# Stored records

======

PR #12151, opened 2025-02-01
Add missing SDL_GPU_TEXTUREFORMAT_R8_INT to SDL_GPUTextureFormatTexel…

coffeechriph:
…BlockSize

## Description
Adds SDL_GPU_TEXTUREFORMAT_R8_INT to the switch together with the other R8 formats.


src/gpu/SDL_gpu.c
```diff
@@ -605,6 +605,7 @@ Uint32 SDL_GPUTextureFormatTexelBlockSize(
     case SDL_GPU_TEXTUREFORMAT_R8_SNORM:
     case SDL_GPU_TEXTUREFORMAT_A8_UNORM:
     case SDL_GPU_TEXTUREFORMAT_R8_UINT:
+    case SDL_GPU_TEXTUREFORMAT_R8_INT:
```
slouken, line 608: Can you add the other INT formats to this function as well? R16_INT, etc?

thatcosmonaut:
I'm pretty certain we left these out intentionally... do you remember @TheSpydog ?

src/gpu/SDL_gpu.c
coffeechriph: Absolutely, went through and compared and think I got the missing ones now.

thatcosmonaut:
Merged, thanks!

======

# ACTION ITEM
Filtering the entries above by the word "other", copy each line that matches.

# ANSWER BOX
Adds SDL_GPU_TEXTUREFORMAT_R8_INT to the switch together with the other R8 formats.
slouken, line 608: Can you add the other INT formats to this function as well? R16_INT, etc?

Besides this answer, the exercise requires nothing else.